**SOURCE DATA:**
::::

PR #1233, opened 2026-06-22
Add viam.spatialmath: FFI bindings for rust-utils orientation math

HipsterBrown:
## Summary

Adds a new `viam.spatialmath` package: Pythonic, object-oriented wrappers over the shared `rust-utils` (`libviam_rust_utils`) spatial-math FFI, exposing orientation conversions whose results match Go `rdk/spatialmath`.

- **Six wrapper classes** — `Quaternion`, `Vector3`, `OrientationVector`, `EulerAngles`, `AxisAngle`, `RotationMatrix` — each owning an opaque FFI handle freed deterministically via `weakref.finalize`, with conversions between every representation.
- **Proto bridges** to `viam.proto.common` — `OrientationVector`/`Vector3` `from_proto`/`to_proto` and `Quaternion.from_pose`/`to_pose`. Classes are **radians-native**; the proto bridges convert to/from the Viam protos' **degrees** convention at the boundary.
- **Shared native loader** — extracted the `libviam_rust_utils` ctypes loading from `rpc/dial.py` into `viam/_native.py` so both the dialer and spatialmath load one cached `CDLL`.
- **No packaging change** — the spatialmath symbols already ship in the bundled `libviam_rust_utils`, and hatchling already bundles the lib and picks up the new sub-package.

### Conventions (matched to Go `rdk/spatialmath`)
- All angles are radians (Euler order Z-Y'-X" / yaw-pitch-roll); proto bridges convert deg↔rad.
- `RotationMatrix.elements` is row-major, matching rdk's convention.
- Zero-rotation `AxisAngle` returns the canonical axis `(0, 0, 1)`, matching rdk.

## Test Plan

- [x] **Golden parity** — `tests/spatialmath/fixtures/golden.json` is generated from canonical Go `rdk/spatialmath` (generator in `etc/spatialmath_golden/`); a parametrized test asserts all conversions (orientation-vector, Euler, axis-angle, rotation-matrix) match within `1e-9` across identity / 90°-X / 180°-Y / tumble cases.
- [x] **Unit tests** for each wrapper, proto bridges, and degrees/radians boundary behavior.
- [x] **Lifetime/leak** — 10k-iteration churn + repeated component-read tests confirm no double-free/segfault; null-pointer input raises `ValueError`.
- [x] `ruff check` and `pyright` clean on the new modules; `dial.py` refactor verified against existing dial tests.


etc/spatialmath_golden/README.md
stuqdog, line 1: I don't love this. Seems like we're introducing a go dependency to the SDK (even if only for tests), which isn't great. And I'd argue that this kind of parity testing more properly belongs in the rust-utils library.

etc/spatialmath_golden/README.md
```diff
@@ -0,0 +1,81 @@
+# spatialmath_golden
```
HipsterBrown: I'm ok with removing this directory if we feel like just keeping the generated fixture, as long as there are some docs to describe how to regenerate it if needed.

etc/spatialmath_golden/README.md
HipsterBrown: Yea, that makes sense. I'll remove this and keep the generated golden.json fixture for the verification tests. Or we can move those verifications to the rust-utils package, like you mentioned. This more serves as proof of implementation but doesn't need to be run all the time.

HipsterBrown:
@stuqdog I've removed that Go module responsible for generating the `golden.json` test fixture and added a note to the JSON to mention how it was created. I can work on a follow up in the rust-utils library to upstream the parity test, so other consumers of the spatialmath utils benefit from those changes.

stuqdog (approved):
Didn't personally test everything but given that tests are passing, assuming golden.json came from RDK this all seems good to me!

ghost:
Hey @HipsterBrown — this PR has been approved and CI has been green for 3+ business days. Ready to merge?


_Auto-comment from [overwatch](https://github.com/viamrobotics/overwatch). Will not re-nudge for 7 days._

PR #1245, opened 2026-07-21
switch RotationMatrix.elements to row-major FFI getter

JosephBorodach:
Switches `RotationMatrix.elements` to the new `viam_rotation_matrix_get_elements` FFI getter that rust-utils ships in the latest release, so it now returns honest row major R instead of the transpose


ale7714 (approved):
thank you!

PR #1250, opened 2026-07-29
Add move_through_joint_positions and get_3d_models to Arm (BREAKING)

HipsterBrown:
## ⚠️ Breaking change — requires a release note

`Arm` now declares two new `@abc.abstractmethod`s. **Every existing third-party arm module will fail at startup** until it implements both:

```
TypeError: Can't instantiate abstract class MyArm with abstract methods
get_3d_models, move_through_joint_positions
```

This is not a deprecation or a runtime warning — the module does not start. The release carrying this needs an explicit upgrade note, since the `TypeError` gives module authors no hint about what to implement.

Abstract (rather than concrete-raising-`MethodNotImplementedError`) was a deliberate choice for consistency with the other seven `Arm` methods.

## Summary

Brings the Python SDK's `Arm` to RPC parity with the Go SDK (`rdk`) by implementing the two arm RPCs the SDK did not expose:

- **`move_through_joint_positions(positions, options=None, ...)`** — executes a multi-waypoint joint trajectory under optional kinematic ceilings (`MoveOptions`). Previously the only way to do this from Python was a `move_to_joint_positions` loop with no velocity or acceleration control.
- **`get_3d_models() -> Mapping[str, Mesh]`** — retrieves the arm's 3D meshes.

Both are implemented across all three layers (ABC, `ArmRPCService`, `ArmClient`), plus all seven in-repo `Arm` subclasses. `MoveOptions` and `Mesh` are now re-exported from `viam.components.arm`.

No proto regeneration — the generated stubs and types already existed. `src/viam/gen/**` and `src/viam/proto/**` are untouched.

### Coverage before/after

| RPC | proto | Go RDK | Python (before) | Python (after) |
|---|---|---|---|---|
| GetEndPosition, MoveToPosition, GetJointPositions, MoveToJointPositions, Stop, IsMoving, DoCommand, GetStatus, GetKinematics, GetGeometries | ✅ | ✅ | ✅ | ✅ |
| **MoveThroughJointPositions** | ✅ | ✅ | ❌ | ✅ |
| **Get3DModels** | ✅ | ✅ | ❌ | ✅ |
| MoveThroughJointPositionsStreamed | ✅ | ❌ | ❌ | ❌ (intentional) |

## Notes for reviewers

**`MoveOptions` presence is two levels deep.** The `options` field has explicit presence, so the service branches on `request.HasField("options")` — without it, a caller who omitted options would hand the driver a zeroed `MoveOptions`, and `max_vel_degs_per_sec == 0.0` could be misread as "do not move" rather than "no limit requested". The scalars *inside* `MoveOptions` have presence too, so the ABC docstring directs implementers to check `options.HasField(...)` per field. It also documents the proto's precedence rule (`max_vel_degs_per_sec` is ignored when `max_vel_degs_per_sec_joints` is set), which nothing else in the SDK surfaced.

**`get_3d_models` returns `dict(response.models)`, not the raw container.** Protobuf map fields mimic C++ semantics — `__getitem__` on a missing key default-constructs *and inserts* rather than raising `KeyError`. Returning the live container would mean `models["gripper_link"]` on an absent link yields an empty `Mesh` and silently grows the caller's mapping, breaking the declared `Mapping[str, Mesh]` contract. A test pins the `KeyError`.

**No client-side joint-limit validation, unlike Go.** `rdk`'s client calls `Kinematics()` and runs `checkDesiredJointPositions` before every `MoveThroughJointPositions`. Python has no equivalent of `referenceframe.Model` — `get_kinematics()` returns raw URDF/SVA bytes with no parser — so there is nothing to validate against. The asymmetry is documented in the ABC docstring's `Note:`: the Go client refuses out-of-limit waypoints, the Python client forwards them to the driver. Adding a parser is its own project.

**`MoveThroughJointPositionsStreamed` deliberately left unimplemented** — it exists in the generated stubs but is implemented in neither `rdk` nor here.

## Known follow-up (not in this PR)

`get_kinematics` returns `response.meshes_by_urdf_filepath` — the same live protobuf container, with the same missing-key auto-insert bug described above. Pre-existing, so it was left out of scope here, but it warrants a separate fix.

## Test Plan

- [x] `make test` — 876 passed, 0 failed (includes `tests/test_examples.py`, which launches the `server` and `complex_module` example modules)
- [x] `make typecheck` — 0 errors (1 pre-existing warning in `src/viam/module/types.py`)
- [x] `make lint` / `make format` — clean, 301 files
- [x] `git diff --stat -- src/viam/gen src/viam/proto` — empty
- [x] `Arm.__abstractmethods__` contains both new methods; `ArmClient.__abstractmethods__` is empty
- [x] End-to-end over `ChannelFor`: waypoints and `MoveOptions` round-trip intact; omitted options arrive as `None` rather than zeroed; `get_3d_models` returns a real `dict` that raises `KeyError` without inserting
- [x] All seven `Arm` subclasses instantiate — verified in subprocesses for the example/docs arms, which no lint, typecheck, or test covers
- [x] `docs/examples/example.ipynb` — valid JSON, cell sources still list-of-lines, embedded `MyModularArm` parses

10 new tests across `TestArm`, `TestService`, and `TestClient`.

https://claude.ai/code/session_015RbNNgUjePEdPuUGAdU3qb


10zingpd:
@HipsterBrown is this ready for review? anything to call out or coordinate with other repos since this is tagged as breaking change?

seanavery (commented):
First pass here. Makes sense to upgrade the interface to match the Go SDK. 

These are the python arm modules i could find in our org (none in viam-modules):

- viam-labs/spray-coverage
- viam-labs/bullet-racecar
- viam-labs/so101-deepmimic


~~Wondering though if a default implementation raising `MethodNotImplementedError` would be better than abstract methods, which make this a breaking change for existing modules.~~

~~@njooma any opinion? Both strategies exist in the SDK today (get_kinematics is abstract, get_geometries has a raising default).~~

HipsterBrown:
@seanavery Do you have any particular feedback to address in the PR? We can take a look at updating those modules with these changes.

src/viam/components/arm/client.py
```diff
@@ -139,6 +158,17 @@ async def get_kinematics(
         response: GetKinematicsResponse = await self.client.GetKinematics(request, timeout=timeout, metadata=md)
         return (response.format, response.kinematics_data, response.meshes_by_urdf_filepath)
```
seanavery, line 160: Should we put a TODO comment and ticket to handle the case where an empty mesh is inserted into the response?
(from the Known Follow-up section in the PR description)

seanavery (approved):

src/viam/components/arm/client.py
```diff
@@ -137,8 +156,20 @@ async def get_kinematics(
...
+    async def get_3d_models(
+        self, *, extra: Optional[Dict[str, Any]] = None, timeout: Optional[float] = None, **kwargs
+    ) -> Mapping[str, Mesh]:
+        md = kwargs.get("metadata", self.Metadata()).proto
+        request = Get3DModelsRequest(name=self.name, extra=dict_to_struct(extra))
+        response: Get3DModelsResponse = await self.client.Get3DModels(request, timeout=timeout, metadata=md)
+        # Copy out of the protobuf map container: `__getitem__` on an absent key would
+        # otherwise create and insert a default-constructed value instead of raising
+        # KeyError, silently violating the Mapping contract.
+        return dict(response.models)
```
njooma, line 171: I don't think I agree with this -- I think we can just return `response.models` here, and returning a default empty value is better than raising an error I think.

acmorrow:
@HipsterBrown - Note that #1242 also implements `move_through_joint_positions`. @njooma?

src/viam/components/arm/service.py
```diff
@@ -78,6 +82,25 @@ async def MoveToJointPositions(self, stream: Stream[MoveToJointPositionsRequest,
...
 
+    async def MoveThroughJointPositions(self, stream: Stream[MoveThroughJointPositionsRequest, MoveThroughJointPositionsResponse]) -> None:
+        request = await stream.recv_message()
+        assert request is not None
+        name = request.name
+        arm = self.get_resource(name)
+        timeout = stream.deadline.time_remaining() if stream.deadline else None
+        # `options` has explicit presence; passing a zeroed message when the caller sent
+        # nothing would be indistinguishable from a real zero limit.
+        options = request.options if request.HasField("options") else None
```
njooma, line 93: [nit] I'm not sure about this -- if `request.options` can be `None`, then we don't have to do this additional check. Super minor and also I'm not sure of the structure of the object

njooma (changes requested):

njooma:
> Nick Hehr (@HipsterBrown) - Note that #1242 also implements `move_through_joint_positions`. Naveed Jooma (@njooma)?

True. If we can hold off on this (if no one is using it), we can push it all together with streaming move as well. Although, the implementations are different -- this PR has `options` for `move_through...`. I do think this version is more complete

src/viam/components/arm/service.py
HipsterBrown: `request.options` is never `None`; proto3 singular message fields return a default-constructed instance (is None: False, HasField: False). Without `HasField`, a caller who sent nothing is indistinguishable from one who sent a zeroed `MoveOptions`. We use this pattern for src/viam/components/audio_out/service.py:40 as well.

src/viam/components/arm/client.py
HipsterBrown: `response.models` is a `MessageMapContainer`, so a missing-key read doesn't just return an empty `Mesh`; it inserts it into the response and it becomes visible to len(), iteration, and serialization. So `models["nope"]` silently grows the map every lookup. `dict()` is the copy that makes the return type `Mapping[str, Mesh]` accurate.

njooma: Ahhh ok gotcha

njooma (approved):

PR #1256, opened 2026-09-02
RSDK-14459: Add manual mode arm API

npmenard:
Adds `get_properties`, `set_manual_mode(manual_mode, enabled_for)`, and `get_manual_mode` to the `Arm` abstract class. I think this is a breaking change I will update the drivers downstream.


src/viam/components/arm/arm.py
```diff
@@ -31,6 +32,11 @@ class Arm(ComponentBase):
     For more information, see `Arm component <https://docs.viam.com/dev/reference/apis/components/arm/>`_.
     """
 
+    @dataclass
+    class Properties:
+        support_manual_mode: bool = False
+        support_cartesian_commands: bool = False
+
```
njooma, line 39: Similar to the other PR -- typealias this to `arm_proto.GetPropertiesResponse` similar to https://github.com/viamrobotics/viam-python-sdk/pull/1261/changes#diff-c30fd93b57998c904ba0e0e10a7d3d7bf9a94e3931473e4f83ab74ff8f232596R35

njooma (changes requested):

src/viam/components/arm/arm.py
npmenard: took a stab at it lmk

njooma (approved):

PR #2021, opened 2022-05-27
Auth for teams

captainmangoC4:
Verify findings submitted by teams
Allow wardens to submit as their team or as an individual


functions/submit-finding.js
```diff
@@ -68,15 +70,17 @@ exports.handler = async (event) => {
 
   // ensure we have the data we need
   if (
-    !email ||
-    !handle ||
+    !emailAddresses ||
+    !emailAddresses.length > 0 ||
```
joshuashort, line 74:
```suggestion
    !(emailAddresses.length > 0) ||
```

functions/submit-finding.js
```diff
@@ -99,15 +102,31 @@ exports.handler = async (event) => {
...
+      username: user,
     });
     if (!confirmed) {
       return {
         statusCode: 401,
         body: "Unauthorized",
       };
     }
+    if (attributedTo !== user) {
+      const url = `${event.headers.origin}/.netlify/functions/getUser?id=${attributedTo}`;
```
joshuashort, line 114: Does this work?

```suggestion
      const url = `/.netlify/functions/getUser?id=${attributedTo}`;
```

functions/submit-finding.js
captainmangoC4: good catch!

functions/submit-finding.js
captainmangoC4: Yes, it does. And in fact, node-fetch only allows using absolute urls. I can look into another work-around if this is not acceptable.

PR #2047, opened 2022-05-30
Update messaging for protected pages

Simon-Busch:
⚠️ jut add date and link before merging


Simon-Busch:
@captainmangoC4 Let me know this is OK for you :)

src/components/Modal.js
```diff
@@ -23,27 +23,29 @@ const Modal = ({
...
+              className="button cta-button primary"
+              onClick={primaryButtonAction}
+            >
+              {primaryButtonText || "Ok"}
+            </button>
+          </div>
+        ) : (
+          ""
+        )}
       </div>
```
captainmangoC4, line 49: I think you can undo the changes to this file. We won't have any modals without action buttons.

src/components/Login/Login.tsx
```diff
@@ -10,7 +10,7 @@ import Dropdown from "../Dropdown";
 import * as styles from "./Login.module.scss";
 import * as dropdownStyles from "../Dropdown.module.scss";
 
-const Login = () => {
+const Login = ({ dropDownViewOff }) => {
```
captainmangoC4, line 13: I would give this a name that reflects what it does show, vs what it doesn't show and then set it to false by default. For example: 
```javascript
const Login = ({ displayAsButtons = false }) => {
```
If we don't give it a default value, or define an interface for props where this is optional, then we will have typescript errors in the consuming components if they don't pass this prop.

src/components/reporter/SubmitFindings.js
```diff
@@ -438,7 +440,18 @@ const SubmitFindings = ({ wardensList, sponsor, contest, repo }) => {
       )}
     </div>
   ) : (
-    <p>You must connect your wallet to submit findings</p>
+    <div className="login-container">
+      <div className="finding-error-container">
+        <h1>Please login</h1>
+        <p>
```
captainmangoC4, line 446: Let's add a todo comment here to remind us that we need to include the official date once we know when this will be released

src/styles/forms.css
```diff
@@ -211,3 +211,25 @@ label {
...
+  width: 50vw;
+  display: flex;
+  flex-direction: column;
+  align-items: center;
+  background-color: var(--secondary-background-purple);
+  border-radius: 8px;
+  border:1px solid var(--header-background-purple);
+  padding:20px;
+  box-shadow: 0px 4px 10px rgba(0,0,0,0.5);
+}
```
captainmangoC4, line 235: Is it possible to just utilize the className and styles that are applied to the form? e.g. from the Form module, `Form`

captainmangoC4 (changes requested):

src/styles/forms.css
captainmangoC4: You can also apply the `centered-text` class name

src/components/reporter/SubmitFindings.js
captainmangoC4: I see your note in the PR comment, but I think it's a good idea to add a comment in the code since this PR will be closed before the full feature is released.

src/components/Modal.js
Simon-Busch: Done :-)

src/components/Login/Login.tsx
Simon-Busch: Totally make sense ! I adapted it as well ✅

src/components/reporter/SubmitFindings.js
Simon-Busch: Yes correct so we make sure we change it before warden auth merge, Done ✅

src/styles/forms.css
Simon-Busch: Totally, Doesn't make sense to have duplicate classes, I changed it :) ✅

src/components/Dropdown.module.scss
```diff
@@ -38,7 +38,6 @@
 .Button {
   @include button;
   background: var(--dark-purple);
-  width: 100%;
```
captainmangoC4, line 41: This is actually necessary for the buttons in the dropdown. Otherwise they look like this:
image
But you can add another class to the non-dropdown buttons where you can over-ride this style if you need to. Alternatively, you could wrap the buttons in a div or something.

captainmangoC4 (approved):

PR #2079, opened 2022-06-01
Verify registrations

captainmangoC4:


src/components/RegistrationForm.tsx
```diff
@@ -59,15 +59,19 @@ export default function RegistrationForm({
...
   const [state, setState] = useState(initialState);
   const [isNewUser, setIsNewUser] = useState(true);
   const [hasValidationErrors, setHasValidationErrors] = useState(false);
   const [isValidDiscord, setIsValidDiscord] = useState(true);
+
+  // global variables
   const avatarInputRef = useRef<HTMLInputElement>();
-  const { logUserOut } = useUser();
-  const { authenticate } = useMoralis();
   const regex = new RegExp(/.*#[0-9]{4}/, "g");
```
joshuashort, line 74: A little more descriptive name, maybe? And that first part is a bit of a problem.. Both are kind of find for now, but `.*` might be too permissive.

```suggestion
  const discordHandleRegex = new RegExp(/.*#[0-9]{4}/, "g");
```

joshuashort (approved):

src/components/RegistrationForm.tsx
captainmangoC4: Good point about `.*` being a bit permissive, but the goal here is just to make sure people don't accidentally enter their server nickname instead of their discord username. We're not validating or sanitizing any of the other inputs in the client.

PR #2081, opened 2022-06-02
Text area limit

Simon-Busch:
- [x] add limit to text area
- [x] Add span to indicate characters
EDIT : 
Seems that the max character for text area on issue submitting is not the problem here

Is seems it comes from the submitting of the form for HELP component 
-> Limited **by notion API** to 2000 chars


captainmangoC4:
You might have already been planning on this, but just in case I'll suggest adding a note suggesting that users create a gist and paste the link in the textarea if they need to submit something larger than 2000 characters.

Simon-Busch:
Yes at the moment what I added is a maxLenght for help form and a span when it comes characters comes close 2000.

Capture d’écran 2022-06-03 à 06 33 27

Simon-Busch:
@tealtigrrr Would you see the span differently ?

src/components/reporter/widgets/TextArea.js
```diff
@@ -12,25 +12,46 @@ const TextArea = ({ name, required, fieldState, isInvalid, onChange }) => {
     onChange(e);
   }
 
+  const checkPageLocation = () => {
+    if (typeof window !== `undefined`) {
+      return window.location.href.includes("/help");
+    }
+  };
```
captainmangoC4, line 19: Instead of adding this specific logic into the TextArea component (the TextArea should not have to be aware of the location) let's add an optional prop to this component for `maxSize` and pass that from the `help` consumer.

captainmangoC4 (changes requested):

src/components/reporter/widgets/TextArea.js
Simon-Busch: I see, I'll adapt accordingly

captainmangoC4 (approved):

src/pages/help.js
```diff
@@ -49,6 +49,7 @@ function ContactUs() {
       name: "description",
       label: "Description",
       widget: "textarea",
```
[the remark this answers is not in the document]
Simon-Busch: Yep totally !! 

I just added it =)

src/pages/help.js
```diff
@@ -49,7 +49,9 @@ function ContactUs() {
...
+      maxSize: 2000,
       required: true,
+      helpText: "For submission longer than 2000 characters, add a link to a gist"
```
captainmangoC4, line 54:
```suggestion
      helpText: "For content longer than 2000 characters, please include a link to a gist in GitHub"
```

captainmangoC4 (approved):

::::

**TASK ITEM:** Search the records for the string "joshuashort" and report each line that has it.

**RESULT:**
joshuashort, line 74:
joshuashort, line 114: Does this work?
joshuashort, line 74: A little more descriptive name, maybe? And that first part is a bit of a problem.. Both are kind of find for now, but `.*` might be too permissive.
joshuashort (approved):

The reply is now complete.